In the hillside villages around Chiang Rai, population pressures have made traditional subsistence agriculture more difficult. Nationwide, rapid industrialization has fostered a get-rich-quick mentality.

The girls are sold to middlemen who resell them to brothels frequented by Thai men and so-called “sex tourists” from overseas. They are often chained, beaten, drugged, denied food and raped by pimps before joining the ranks of Thailand’s estimated 500,000 to 700,000 prostitutes.

Besides the initial payment, the girls also send remittances home.

Chansom Kheunkhamsaeng, 38, is a divorced mother of a boy and a girl living in a tiny bamboo-lattice house.

Barely able to feed her family on the $60 she earned as a maid and by taking in laundry, Chansom was approached by a middleman three years ago.

“An agent offered a $120 commission for each girl I could provide,” Chansom said. “I refused, as I also have a daughter.”

A friend also asked Chansom if she’d like to sell her daughter, Suthinee Manikhat, now 18, for $1,000. The woman was willing to sell her own girl, seeing that lots of other people were doing it, Chansom said.

Chansom turned to Thai Women of Tomorrow, a project giving perhaps 1,200 girls and their parents financial opportunities via scholarships, vocational training and jobs to reduce the economic appeal of the sex trade.

The project was established in 1993 by Chakrapand Wongburanavart, dean of social sciences at Chiang Mai University.

“We should not have child prostitutes in our society,” Chakrapand said. “Should 12-year-old children become sexual objects?”

Chakrapand’s counselors try to persuade parents to let their daughters learn skills that will earn about $200 a month, a tenth of what some prostitutes make.

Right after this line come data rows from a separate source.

PR #1997, opened 2022-12-16
client: add login notes to improve UX

### LINKED ISSUE #1434: app: login spinner needs accompanying text
This is not an error, but it can do this much longer now because it's starting up the built-in wallets.  Even though this isn't syncing the wallets, it can still take time to fire things up.

image

Also if auth or some other network request times out, this can take a long time. Users may be tempted to kill dexc.

There should be some kind of information here to communicate what is going on at this point and to wait up to a minute or so if there are built-in wallets.

ukane-philemon:
This adds `LoginNote` which is sent to the UI during login. These `LoginNote`s improve the UX during login, especially during the first login. Closes #1434.
After:
Screenshot 2022-12-16 at 1 47 05 AM

Screenshot 2022-12-16 at 1 47 23 AM

### DIFF
--- a/client/core/core.go
+++ b/client/core/core.go
@@ -4268,6 +4268,7 @@ func (c *Core) Login(pw []byte) error {
 		return fmt.Errorf("cannot log in because app has not been initialized")
 	}
 
+	c.notify(newLoginNote("Verifying login credentials..."))
 	if len(creds.EncInnerKey) == 0 {
 		err := c.initializePrimaryCredentials(pw, creds.OuterKeyParams)
 		if err != nil {
@@ -4293,8 +4294,11 @@ func (c *Core) Login(pw []byte) error {
 		// resolveActiveTrades. We won't try to unlock here, but if the wallet
 		// is needed for active trades, it will be unlocked in resolveActiveTrades
 		// and the balance updated there.
+		c.notify(newLoginNote("Connecting wallets..."))
 		c.connectWallets()
+		c.notify(newLoginNote("Resolving active trades..."))
 		c.resolveActiveTrades(crypter)
+		c.notify(newLoginNote("Initializing DEX connections..."))
 		c.initializeDEXConnections(crypter)
 		if err = c.loadBotPrograms(); err != nil {
 			c.log.Errorf("Error loading bot programs: %v", err)
--- a/client/core/core.go
+++ b/client/core/core.go
@@ -4268,7 +4268,7 @@ func (c *Core) Login(pw []byte) error {
 		return fmt.Errorf("cannot log in because app has not been initialized")
 	}
 
-	c.notify(newLoginNote("Verifying login credentials..."))
+	c.notify(newLoginNote("Verifying credentials..."))
 	if len(creds.EncInnerKey) == 0 {
 		err := c.initializePrimaryCredentials(pw, creds.OuterKeyParams)
 		if err != nil {
@@ -4296,9 +4296,9 @@ func (c *Core) Login(pw []byte) error {
 		// and the balance updated there.
 		c.notify(newLoginNote("Connecting wallets..."))
 		c.connectWallets()
-		c.notify(newLoginNote("Resolving active trades..."))
+		c.notify(newLoginNote("Resuming active trades..."))
 		c.resolveActiveTrades(crypter)
-		c.notify(newLoginNote("Initializing DEX connections..."))
+		c.notify(newLoginNote("Connecting to DEX servers..."))
 		c.initializeDEXConnections(crypter)
 		if err = c.loadBotPrograms(); err != nil {
 			c.log.Errorf("Error loading bot programs: %v", err)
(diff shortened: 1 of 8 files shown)


client/core/core.go
```diff
@@ -4268,6 +4268,7 @@ func (c *Core) Login(pw []byte) error {
 		return fmt.Errorf("cannot log in because app has not been initialized")
 	}
 
+	c.notify(newLoginNote("Verifying login credentials..."))
```
chappjc, line 4271: Just "Verifying credentials..." is good.

client/core/core.go
```diff
@@ -4293,8 +4294,11 @@ func (c *Core) Login(pw []byte) error {
 		// resolveActiveTrades. We won't try to unlock here, but if the wallet
 		// is needed for active trades, it will be unlocked in resolveActiveTrades
 		// and the balance updated there.
+		c.notify(newLoginNote("Connecting wallets..."))
 		c.connectWallets()
+		c.notify(newLoginNote("Resolving active trades..."))
```
chappjc, line 4299: "Resolving" is unclear in meaning.  For the user, I think we should just say "Loading" or "Preparing" or "Resuming".  I'm leaning toward "Resuming".

client/core/core.go
```diff
@@ -4293,8 +4294,11 @@ func (c *Core) Login(pw []byte) error {
...
 		c.resolveActiveTrades(crypter)
+		c.notify(newLoginNote("Initializing DEX connections..."))
```
chappjc, line 4301: "Initializing" is also vague to the user.  "Connecting to DEX servers.."

chappjc (changes requested):
Works great!  A few rewording requests.

Also it would be best if we could somehow have the loader and the new message not on top of other stuff, so it can be more legible.

chappjc:
Also bump cache the JS buster please.

ukane-philemon:
> Also it would be best if we could somehow have the loader and the new message not on top of other stuff, so it can be more legible.

The loader prevents interaction with the page until its done, but I think we can blur the background to make the text stand out.

JoeGruffins (approved):

chappjc (approved):

client/core/notification.go
```diff
@@ -613,3 +614,18 @@ func newBotNote(topic Topic, subject, details string, severity db.Severity, repo
...
+	db.Notification
+	Message string `json:"msg"`
+}
+
+const TopicLoginStatus Topic = "LoginStatus"
+
+func newLoginNote(message string) *LoginNote {
+	return &LoginNote{
+		Notification: db.NewNotification(NoteTypeLogin, TopicLoginStatus, "", "", db.Data),
+		Message:      message,
```
chappjc, line 629: Doesn't look like we need to expand on the `db.Notification`.

```go
// LoginNote is a notification with the recent login status.
type LoginNote struct {
	db.Notification
}

const TopicLoginStatus Topic = "LoginStatus"

func newLoginNote(message string) *LoginNote {
	return &LoginNote{
		db.NewNotification(NoteTypeLogin, TopicLoginStatus, message, "", db.Data),
	}
}
```

Frontend can just use `CoreNote`.

client/webserver/site/src/js/login.ts
```diff
@@ -13,6 +13,16 @@ export default class LoginPage extends BasePage {
     Doc.show(this.form)
     this.loginForm = new LoginForm(this.form, () => { this.loggedIn() })
     this.loginForm.focus()
+
+    app().registerNoteFeeder({
+      login: (note: LoginNote) => { this.handleLoginNote(note) }
+    })
```
chappjc, line 19: It took me a while to figure out why I wasn't getting the notes when using Login from `/register`.
I think we need to have this handler registered from `LoginForm` instead of `LoginPage`.

```diff
diff --git a/client/webserver/site/src/js/forms.ts b/client/webserver/site/src/js/forms.ts
index 5f738eb5a..cea6f1a2b 100644
--- a/client/webserver/site/src/js/forms.ts
+++ b/client/webserver/site/src/js/forms.ts
@@ -22,7 +22,8 @@ import {
   WalletStateNote,
   WalletInfo,
   Token,
-  WalletCreationNote
+  WalletCreationNote,
+  CoreNote
 } from './registry'
 import { XYRangeHandler } from './opts'
 
@@ -1573,12 +1574,21 @@ export class LoginForm {
     this.headerTxt = page.header.textContent || ''
 
     bind(form, page.submit, () => { this.submit() })
+
+    app().registerNoteFeeder({
+      login: (note: CoreNote) => { this.handleLoginNote(note) }
+    })
   }
 
   focus () {
     this.page.pw.focus()
   }
 
+  handleLoginNote (n: CoreNote) {
+    const loginMsg = Doc.idel(this.form, 'loaderMsg')
+    if (loginMsg) loginMsg.textContent = n.subject
+  }
+
   async submit () {
     const page = this.page
     Doc.hide(page.errMsg)
```

Any down sides to that?

ukane-philemon: > It took me a while to figure out why I wasn't getting the notes when using Login from /register.

Oops, thanks.

> Any down sides to that?

Nah, all good. The login note handler will be deregistered when a new page loads.

PR #1998, opened 2022-12-16
spec: Update README.

JoeGruffins:
This only updates the readme for the current spec. Some places will still need to change like registration but hopefully that is ok as incremental changes.

Unexpectedly, none of the links with spaces scrolled. I am pretty sure that these worked before, so perhaps browser handling changed at some point? I have tested on firefox and chrome and it seems that underscores do not work, they need to be hyphens. Please confirm this behavior. Here are the changes on my branch https://github.com/JoeGruffins/dcrdex/tree/updatespecadmin/spec

Part of #1641

### DIFF
--- a/spec/README.mediawiki
+++ b/spec/README.mediawiki
@@ -23,7 +23,8 @@ While they remove the trusted third party (TTP), they insert their own products
 as a means to capture trading fees, which replaces the TTP friction with a
 new platform friction.
 
-A more robust solution is based on atomic swap technology [https://github.com/decred/atomicswap &#91;2&#93;],
+A more robust solution is based on [https://github.com/decred/atomicswap atomic swap technology]
+[[references.mediawiki|<nowiki>[2]</nowiki>]],
 which enables trustless exchange directly between wallets.
 Until recently, few blockchains supported atomic swaps, but the past few years
 have seen widespread adoption, and such an exchange is now possible.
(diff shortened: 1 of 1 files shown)


spec/README.mediawiki
```diff
@@ -38,10 +39,10 @@ censorship and unfair matching difficult.
 
 While trades are fully trustless, steps are taken to discourage malicious
 clients from hindering normal trade activity.
-All clients pay a non-refundable registration fee.
+All clients must lock coins in bonds to trade.
 Registered clients are then bound to the
 [[community.mediawiki|rules of community conduct]], violation of which typically
-results in loss of trading privileges up to and including a permanent ban.
+results in loss of trading privileges.
```
JoeGruffins, line 45: Correct? I think the concept of permanent ban is out?

spec/README.mediawiki
```diff
@@ -23,7 +23,8 @@ While they remove the trusted third party (TTP), they insert their own products
 as a means to capture trading fees, which replaces the TTP friction with a
 new platform friction.
 
-A more robust solution is based on atomic swap technology [https://github.com/decred/atomicswap &#91;2&#93;],
+A more robust solution is based on [https://github.com/decred/atomicswap atomic swap technology]
+[[references.mediawiki|<nowiki>[2]</nowiki>]],
```
JoeGruffins, line 27: changing unreadable code to `<nowiki></nowiki>` as it makes more sense for humans.

chappjc (approved):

The U.S. Agency for International Development contributed $300,000 toward the program. Other funding came from Japan and the International Labor Organization.

The program offers 1,000 scholarships a year for girls to finish the ninth grade. It steers them toward careers like nursing assistant, textile worker and gem cutter.

Vichai Assarasakorn, managing director of the gem factories, said the training also involves shaking the belief that prostitution is just another trade.

Chansom’s daughter now works with 38 other girls from the project at two gem factories near Bangkok.

One of them, Chanpen Bualaphan, 18, said that she and many of her friends once found the idea of becoming prostitutes appealing.

“You’d see people who left the village to be prostitutes come back with nice clothes, gold chains, money to build new houses for their parents,” she said. “It made me want to do the same.”

Chanpen, however, had a change of heart when a prostitute cousin returned home infected with the AIDS virus.